Bu yüzden bizim mitingden sonra yaptığımız çağrı geniş geniş değerlendirmeler içermiyor. Söylediğinizde çok haklı bir taraf var. Bugün herkes bu birleşik mücadeleyi vurguluyor, kimsenin de kimseden bu konuda özel olarak akıl almasına gerek yok. Biz de bu niyette değiliz. O yüzden inisiyatif alabilecek, adım atması gereken örgütler olarak BHH bileşenlerini adres gösterdik. Bu teknik olarak nasıl olur? Hiç kimsenin örgütsel varlığını, birliğini zedelemeyecek ortak mücadele aracı oluşturulabilir. Bunun hedefleri elbette tartışılacaktır. Biz bu sürece “Açık faşizme geçiş” deriz, başkaları başka tarifler yapabilirler. Önemli değil, kastedilen aşağı yukarı aynıdır. Buna karşı süreci nasıl örgütleyeceğiz? Bunun yerellerde etkisinin olacağını düşünüyoruz. 15 Temmuz sonrasında şunu iddia etmiştik. CHP'nin Taksim'de yaptığı mitingde niyeti ne olursa olsun, oraya giden insanların yüzde 90'ı, sokaklarda şeriat sloganıyla yürüyenlere karşı demokrasi talebini dile getirdiler. AKP iktidarına, aynı zamanda darbecilere karşı bir itirazdı. Bu açıdan olumluydu. CHP yönetiminin sonraki tutumu elbette tartışma konusu. Türkiye'nin çeşitli yerlerinde sosyalistler olarak yanyana gelip eylem yapabilseydik, sosyalistlerin varlığı, gücü ortaya çıkmış olacaktı. O dönem belki de var olan potansiyelimizi yeteri kadar ortaya koyamadık. Bu, bugünkü süreç için de geçerdi.

Birleşik mücadele derken hiç HDP'den bahsetmiyorsunuz? HDP'siz mi olacak bu?

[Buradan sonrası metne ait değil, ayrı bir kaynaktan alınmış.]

PR #3488, opened 2023-09-22
Do not fallback to "arm" in rustup-init.sh on aarch64 with 32-bit userland

alex:
On aarch64, neon will not be present in /proc/cpuinfo, instead asimd is there. Previously, we'd fall back to arm when running with a 32-bit userland, even though armv7 is perfectly appropriate in this case.

This would then run into the issue described in https://github.com/rust-lang/rust/issues/58414 with "CP15 barrier emulation".

This PR fixes that.


rami3l (approved):
Looks good to me!

djc (approved):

Bizim bakımızdan mesele sadece HDP'nin yanında durma meselesi değil. Kürt meselesinde özellikle bulunduğumuz her yerde bu konuyu anlatmaya, şovenizme karşı mücadelede adımlar atmaya çalışıyoruz. 7 Haziran seçimlerinde HDP'yi destekledik. HDP birlikte mücadele ettiğimiz bir parti. Şüphesiz HDP ile temas halinde ortak bir mücadele olarak sürecektir. HDP zaten bir güç, bunun yanında HDP dışındaki sosyalistlerin de bir toplumsal gücü var. Oransal olarak karşılaştırmanın çok anlamı yok ve onun dışında bir de geniş sosyal demokrat kitleler var. Bizim oluşturacağımız inisiyatif bunların hepsi ile temas halinde olabilir, HDP ile ittifak halinde, o tabanı bu mücadeleye çekecek bir hat izlediğinde daha faydalı olacaktır diye düşünüyorum. HDP'yi dışında tutan ya da herhangi bir temassızlık hali olmaz. Bizim zaten öyle bir hattımız çizgimiz yok.

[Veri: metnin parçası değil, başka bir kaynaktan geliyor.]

PR #3493, opened 2023-09-28
Windows library loading

ChrisDenton:
When loading DLLs, the loader uses a [standard search order](https://learn.microsoft.com/en-us/windows/win32/dlls/dynamic-link-library-search-order#standard-search-order-for-unpackaged-apps) that may include the application directory. To ensure the right DLLs get loaded, this PR makes sure to force DLLs to be loaded from system32. This is done using [`/DEPENDENTLOADFLAG`](https://learn.microsoft.com/en-us/cpp/build/reference/dependentloadflag?view=msvc-170) msvc linker option. However this only works for Windows 10 RS1 and higher (which admittedly is almost all Windows 10 users) and will have no effect on earlier OSes. So as a fallback we use the [delay load](https://learn.microsoft.com/en-us/cpp/build/reference/delayload-delay-load-import?view=msvc-170) mechanism to get the DLLs loaded at runtime so that we can use [SetDefaultDllDirectories](https://learn.microsoft.com/en-us/windows/win32/api/LibLoaderAPI/nf-libloaderapi-setdefaultdlldirectories) to affect DLL loading.  Note that DLLs on the system's list of "Known DLLs" are always loaded from system32 so don't need to be delay loaded this way.

### DIFF
--- a/build.rs
+++ b/build.rs
@@ -27,4 +27,44 @@ fn main() {
     }
     let target = env::var("TARGET").unwrap();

İktidar da elini çabuk tutuyor. Anayasa Paketi konusunda MHP ile anlaşma sağlandı. Başkanlık paketi, yakında, belki de haftaya Meclis'te olacak....

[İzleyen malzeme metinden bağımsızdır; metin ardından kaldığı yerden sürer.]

PR #3500, opened 2023-10-05
Avoid warning for unused variant

djc:
The `StreamSelector::TestTtyWriter` variant was previously guarded with `feature = test` but not `test`. Because it's only used in unit tests in the same module that means rustc would yield a warning for an unused variable if the crate is compiled with `--features test` but without actually running the tests.


rami3l (approved):
Sorry, it's on me. Nice catch!

PR #3445, opened 2023-08-16
Refine suggestions of sourcing `$HOME/.cargo/env`

rami3l:
Closes #3415.

PR #3506, opened 2023-10-10
Add suggestions to mention sourcing `env.fish`

### LINKED ISSUE #3504: Add `source` instructions after installation for `fish` users

After the merge of #3108, the `source` instructions after installation for `fish` users are still missing in the help messages of `rustup`.

### Solution you'd like

Make a new PR à la #3445 appending extra info for `fish` users.

### Notes

_No response_

rami3l:
Continuation of #3445 and #3108.
Closes #3504.

I decided to use a new table-like layout inspired by [`venv`](https://docs.python.org/3/library/venv.html#how-venvs-work).

### DIFF
--- a/src/cli/self_update.rs
+++ b/src/cli/self_update.rs
@@ -225,13 +225,12 @@ This would reload your `PATH` environment variable to include
 Cargo's bin directory ({cargo_home}/bin).
 
 To configure your current shell, you need to source
-the `env` file ({cargo_home}/env).
+the corresponding `env` file under {cargo_home}.
 
-This is usually done by running:
-    source "{cargo_home}/env"
-
-The `source` command above might need to be replaced with `.`
-on shells like `ash`, `dash` and `pdksh`.
+This is usually done by running one of the following:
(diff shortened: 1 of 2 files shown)


src/cli/self_update.rs
```diff
@@ -225,13 +225,12 @@ This would reload your `PATH` environment variable to include
 Cargo's bin directory ({cargo_home}/bin).
 
 To configure your current shell, you need to source
-the `env` file ({cargo_home}/env).
+the corresponding `env` file under {cargo_home}.
```
djc, line 222: Maybe it's worth deduplicating this text before updating it? What do you think?

djc (approved):

src/cli/self_update.rs
rami3l: @djc You're right. I'll have a look at this a bit later.

rami3l: I've extracted that part as a new `macro`, though I'm a little afraid that the readability of this part has reduced a bit.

Başkanlık tartışmalarında teknik olarak her ne yapacaklarsa yapsınlar, şu an var olan baskı ortamından ayrı bir şey olacağını düşünmüyorum. “Başkanlığa hayır" diyenlere bunu propaganda yapmak için bile bir alan tanımayacaklar. Çünkü bunu yaptığı anda başkanlık ihtimali ortada kalmaz. HDP eşgenel başkanlarının, milletvekillerinin tutuklanması, Cumhuriyet gazetesinin susturulması, CHP Genel Başkan Yardımcısının kurşunlanması, başka bir yerde CHP'nin kundaklanması, derneklerin kapatılması, bunların hepsi gösteriyor ki, başkanlık yoluna giderken, çıkabilecek engelleri bertaraf etmek istiyorlar. Dolayısıyla bu süreç böyle gidecektir. Sosyalistlerin bu süreçte yapması gereken şey, her türlü mücadele yolunu denemek. Gazetemiz kapanıyorsa kapı kapı dolaşacağız, kentin meydanlarında stant açılmasına izin vermiyorlarsa başka yol ve yöntemler arayacağız. Her türlü demokratik yol ve yöntemi kullanarak bu süreçte başkanlık rejimini engellemek önemli. Bunun için sosyalistlerin birlikte hareket etmesinin ortak bir tutum geliştirmesinin önemli olduğunu düşünüyoruz.